Aptos encrypted mempool targets frontrunning and censorship

Aptos plans to launch a native encrypted mempool to protect transaction intent at the protocol layer.
Summary
- Aptos says its encrypted mempool will hide transaction details during block ordering before execution.
- The feature still needs governance approval before Aptos can roll it out to users.
- Aptos Labs says batched threshold encryption can limit latency while keeping network trust assumptions.
The network said the feature will keep pending transaction details hidden during block ordering, then reveal them before execution.
The feature still depends on governance approval. Aptos said, “Pending governance approval, Aptos will be the first L1 to offer a native encrypted mempool.” The project says users will be able to send protected transactions with one click, without changing the normal on-chain record after confirmation.
Aptos keeps transaction intent hidden
Aptos Labs said most blockchains expose pending transactions before they reach a block. That visibility can let validators, bots, or other actors delay, reorder, copy, or censor trades before confirmation.

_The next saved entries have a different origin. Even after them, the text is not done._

Issue #137, opened 2020-03-31
Redudant contact constriants in OSC


yminchen:
This issue was brought up in #95.

Currently the contact constraints are 3D per point in `OperationalSpaceControl`. This leads to potential redundant constraints. For example, the contact constraints for Cassie's foot should be 5 DoF because the foot can rotate along the line through the two contact points. 

Not sure how much this affect the performance of OSC. We will need to test it and if it helps we will merge the new code into master branch.

yminchen:
Issue resolved in PR #162

yminchen:
PR #162 only fixed the issue partially. Currently the redundant constraint direction is expressed in the world frame, but we would like to express it in local frame such as the toe frame to avoid singularity. 

Per discussion with @mposa , one quick solution could be changing the third frame to the local frame in the arguments of the following functions.
https://github.com/DAIRLab/dairlib/blob/9268cc75bac085a0829e18c9efe24400a997b5c4/multibody/kinematic/world_point_evaluator.cc#L68
https://github.com/DAIRLab/dairlib/blob/9268cc75bac085a0829e18c9efe24400a997b5c4/multibody/kinematic/world_point_evaluator.cc#L80

yminchen:
> PR #162 only fixed the issue partially. Currently the redundant constraint direction is expressed in the world frame, but we would like to express it in local frame such as the toe frame to avoid singularity.
> 
> Per discussion with @mposa , one quick solution could be using the local frame for the third frame in the arguments of the following functions.
> 
> https://github.com/DAIRLab/dairlib/blob/9268cc75bac085a0829e18c9efe24400a997b5c4/multibody/kinematic/world_point_evaluator.cc#L68
> 
> 
> https://github.com/DAIRLab/dairlib/blob/9268cc75bac085a0829e18c9efe24400a997b5c4/multibody/kinematic/world_point_evaluator.cc#L80

Simply changing the third frame to toe frame didn't work, because we express the contact force wrt the frame in OSC which means the z axis has to point to world's +z.
#267 rotates J and JdotV about global z axis (expressing J and JdotV in local frame).

PR #162, opened 2020-06-13
Port Cassie's controllers

yminchen:
Main changes: 
* Port Cassie's standing/walking controller to MBP
* Use `KinematicEvaluator` for the constraints in OSC 
* Remove redundant contact constraints in OSC (this fixes issue #137)
* Improve the implementation of multi contact modes in OSC  

Minor changes:
* Add a getter for active_inds in `KinematicEvaluator`  
* Fix a bug in OSC (original code threw segfault error if there is no contact point)

I will port EKF next


examples/Cassie/run_osc_standing_controller.cc
```diff
@@ -56,81 +57,100 @@ DEFINE_double(height, .89, "The desired height (m)");
 int DoMain(int argc, char* argv[]) {
   gflags::ParseCommandLineFlags(&argc, &argv, true);
 
+  // Build Cassie MBP
+  drake::multibody::MultibodyPlant<double> plant_w_springs(0.0);
+  addCassieMultibody(&plant_w_springs, nullptr, true /*floating base*/,
+                     "examples/Cassie/urdf/cassie_v2.urdf",
+                     true /*spring model*/, false /*loop closure*/);
```
yangwill, line 64: Why is the loop closure flag set to false?

examples/Cassie/run_osc_standing_controller.cc
```diff
@@ -56,81 +57,100 @@ DEFINE_double(height, .89, "The desired height (m)");
...
+  osc->AddContactPoint(&left_heel_evaluator);
+  auto right_toe_evaluator = multibody::WorldPointEvaluator(
+      plant_wo_springs, right_toe.first, right_toe.second, Matrix3d::Identity(),
+      Vector3d::Zero(), {1, 2});
+  osc->AddContactPoint(&right_toe_evaluator);
+  auto right_heel_evaluator = multibody::WorldPointEvaluator(
+      plant_wo_springs, right_heel.first, right_heel.second,
+      Matrix3d::Identity(), Vector3d::Zero(), {0, 1, 2});
+  osc->AddContactPoint(&right_heel_evaluator);
+  // Cost
```
yangwill, line 149: remove comments

systems/controllers/osc/operational_space_control.cc
```diff
@@ -146,28 +145,46 @@ void OperationalSpaceControl::AddAccelerationCost(
...
+  // Find the new contact in all_contacts_
+  auto it_c = std::find(all_contacts_.begin(), all_contacts_.end(), evaluator);
+  int contact_idx = std::distance(all_contacts_.begin(), it_c);
+  // Add to contact list if the new contact doesn't exist in the list
+  if (it_c == all_contacts_.cend()) {
+    all_contacts_.push_back(evaluator);
+  }
+
+  // Find the finite state machine state in contact_indices_map_
+  auto it_map = contact_indices_map_.find(state);
```
yangwill, line 167: I would recommend renaming it_map, it sounds like it's map of iterators when instead it's just an iterator

systems/controllers/osc/operational_space_control.cc
```diff
@@ -226,16 +241,24 @@ void OperationalSpaceControl::Build() {
   }
 
   // Construct QP
-  n_h_ = distance_constraints_.size();
-  n_c_ = 3 * body_indices_.size();
   prog_ = std::make_unique<MathematicalProgram>();
 
+  // Size of decision variable
+  n_h_ = (kinematic_evaluators_ == nullptr)
+             ? 0
```
yangwill, line 248: formatting looks weird here, I would think `? 0 : kinematic_evaluators_->count_full()` would be on the same line

systems/controllers/osc/operational_space_control.cc
```diff
@@ -381,8 +393,18 @@ VectorXd OperationalSpaceControl::SolveQp(
     const VectorXd& x_w_spr, const VectorXd& x_wo_spr,
     const drake::systems::Context<double>& context, double t, int fsm_state,
     double time_since_last_state_switch) const {
-  vector<bool> active_contact_flags = CalcActiveContactIndices(fsm_state);
+  // Get active contact indices
+  vector<int> active_contact_list = {};
+  if (single_contact_mode_) {
+    active_contact_list = contact_indices_map_.at(-1);
+  } else {
+    auto it_map = contact_indices_map_.find(fsm_state);
```
yangwill, line 401: we should either be doing something if the fsm_state isn't found, or just not checking for the fsm_state here and doing the check elsewhere.

systems/controllers/osc/operational_space_control.cc
```diff
@@ -381,8 +393,18 @@ VectorXd OperationalSpaceControl::SolveQp(
     const VectorXd& x_w_spr, const VectorXd& x_wo_spr,
     const drake::systems::Context<double>& context, double t, int fsm_state,
     double time_since_last_state_switch) const {
-  vector<bool> active_contact_flags = CalcActiveContactIndices(fsm_state);
+  // Get active contact indices
+  vector<int> active_contact_list = {};
```
yangwill, line 397: Because we only use this to check if a contact index exists in the active set, this really should be a `std::set<int>` instead of a `std::vector<int>`

systems/controllers/osc/operational_space_control.cc
```diff
@@ -396,33 +418,42 @@ VectorXd OperationalSpaceControl::SolveQp(
...
-          plant_wo_spr_
-              .CalcBiasForJacobianSpatialVelocity(
-                  *context_wo_spr_, JacobianWrtVariable::kV,
-                  plant_wo_spr_.get_body(body_indices_[i]).body_frame(),
-                  pts_on_body_[i], world_wo_spr_, world_wo_spr_)
-              .tail(3);
+  for (unsigned int i = 0; i < all_contacts_.size(); i++) {
+    if (std::find(active_contact_list.begin(), active_contact_list.end(), i) !=
+        active_contact_list.end()) {
+      J_c.block(3 * i, 0, 3, n_v_) =
```
yangwill, line 434: although it may be obvious, we should use a constant instead of the number 3. Maybe name the constant `static const int SPACE_DIM` or something similar

systems/controllers/osc/operational_space_control.cc
```diff
@@ -396,33 +418,42 @@ VectorXd OperationalSpaceControl::SolveQp(
...
+  int row_idx = 0;
+  for (unsigned int i = 0; i < all_contacts_.size(); i++) {
+    auto contact_i = all_contacts_[i];
+    if (std::find(active_contact_list.begin(), active_contact_list.end(), i) !=
+        active_contact_list.end()) {
+      // We don't call EvalActiveJacobian() because it'll repeat the computation
+      // of the Jacobian. (J_c_active is just a stack of slices of J_c)
+      for (int j = 0; j < contact_i->num_active(); j++) {
+        J_c_active.row(row_idx + j) =
+            J_c.row(3 * i + contact_i->active_inds().at(j));
```
yangwill, line 451: the constant would be helpful here as well

systems/controllers/osc/operational_space_control.cc
```diff
@@ -248,67 +271,68 @@ void OperationalSpaceControl::Build() {
...
+                   VectorXd::Zero(n_c_active_), {dv_, epsilon_})
+               .evaluator()
+               .get();
     }
   }
-  // 4. Friction constraint (approximated firction cone)
-  if (!body_indices_.empty()) {
+  // 4. Friction constraint (approximated friction cone)
+  if (!all_contacts_.empty()) {
     VectorXd mu_minus1(2);
```
yangwill, line 297: we should rename `mu_minus1` and  `mu_plus1` to `mu_neg1` and `mu_1` because `mu_minus1` sounds like it is `(mu - 1)` instead of `mu, -1`

systems/controllers/osc/operational_space_control.h
```diff
@@ -250,22 +250,16 @@ class OperationalSpaceControl : public drake::systems::LeafSystem<double> {
...
-  // constraint is always active.
-  // The states here can repeat, since there might be multiple contact points
-  // in a state of the finite state machine.
-  std::vector<int> fsm_state_when_active_;
-
-  // CalcActiveContactIndices gives a vector of flags indicating the active
-  // contact (constraint)
-  std::vector<bool> CalcActiveContactIndices(int fsm_state) const;
+  // Map finite state machine state to its active contact indices
+  std::map<int, std::vector<int>> contact_indices_map_ = {};
```
yangwill, line 258: I think this would be more useful as a `std::map<int, std::set<int>>`

systems/controllers/cp_traj_gen.cc
```diff
@@ -156,28 +147,16 @@ void CPTrajGenerator::calcCpAndStanceFootHeight(
...
-  } else {
-    stance_foot_idx = left_right_foot_body_indices_[0];
-    pt_on_stance_foot = left_right_foot_pts_on_bodies_[0];
-  }
-  Vector3d stance_foot_pos =
-      tree_.transformPoints(cache, pt_on_stance_foot, stance_foot_idx, 0);
+  plant_.SetPositions(context_.get(), q);
+
+  // Stance foot position
+  auto stance_foot = (fsm_state(0) == left_right_support_fsm_states_[1])
```
yangwill, line 154: this should be a map from the fsm_state to the stance_foot

examples/Cassie/run_osc_standing_controller.cc
yminchen: The loop closure flag in the function creates spring/damper element to enforce the distance constraint, but I think what we need in OSC is a kinematic distance constraint

examples/Cassie/run_osc_standing_controller.cc
yminchen: Done

systems/controllers/osc/operational_space_control.cc
yminchen: I renamed it to `map_iterator`

systems/controllers/osc/operational_space_control.cc
yminchen: I'm not sure what the correct format is, but I changed it to
```
  n_h_ = (kinematic_evaluators_ == nullptr)?
      0 : kinematic_evaluators_->count_full();
```

systems/controllers/osc/operational_space_control.cc
yminchen: Correct, I didn't realize what I needed was `std::set`

systems/controllers/osc/operational_space_control.cc
yminchen: Done

systems/controllers/osc/operational_space_control.cc
yminchen: Done

systems/controllers/osc/operational_space_control.cc
yminchen: done

systems/controllers/cp_traj_gen.cc
yminchen: Done

systems/controllers/osc/operational_space_control.cc
yminchen: Currently, if the `fsm_state` is not found in the map, it uses an empty contact set. What do you think we should do in this case?

yangwill: An empty contact set should work, we should check to make sure the fsm_state is valid though. It might lead to hard to debug errors further later if we just assume there are no active contacts if we can't find the fsm_state.

yminchen: Ok, I added a little print message so that it's easy to spot the error. If we find a better solution later, we can update this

The encrypted mempool is designed to reduce that risk. Aptos Labs said transaction details remain confidential until execution, protecting users from frontrunning, censorship, and order-flow manipulation while confirmed transactions remain public on-chain as usual.
Moreover, Aptos Labs said the system uses batched threshold encryption. Under the design, validators can collectively decrypt batches of transactions in one operation, reducing communication and computing overhead compared with decrypting each transaction separately.
The team said this approach can work inside the Aptos consensus process while keeping the same trust assumptions as the network. Aptos Labs added that users should be able to submit encrypted transactions with “no impact to latency” once the system is live.
Institutional market push grows
Aptos framed the encrypted mempool as part of a wider push for large on-chain markets. The network said the feature can help protect large transactions from censorship and frontrunning, which remain common concerns in decentralized trading.
The move also follows wider ecosystem spending. Earlier reports noted that Aptos Foundation and Aptos Labs committed more than $50 million to support trading, AI agents, research, and protocol infrastructure. That plan includes Decibel, an on-chain order book and perpetuals exchange that Aptos said had crossed $1 billion in cumulative volume.
Aptos has also been adding privacy-focused features for institutional use. Related coverage noted that Confidential APT launched in April, allowing concealed transfer data while keeping verifiability. The encrypted mempool would add another layer by protecting transaction intent before execution.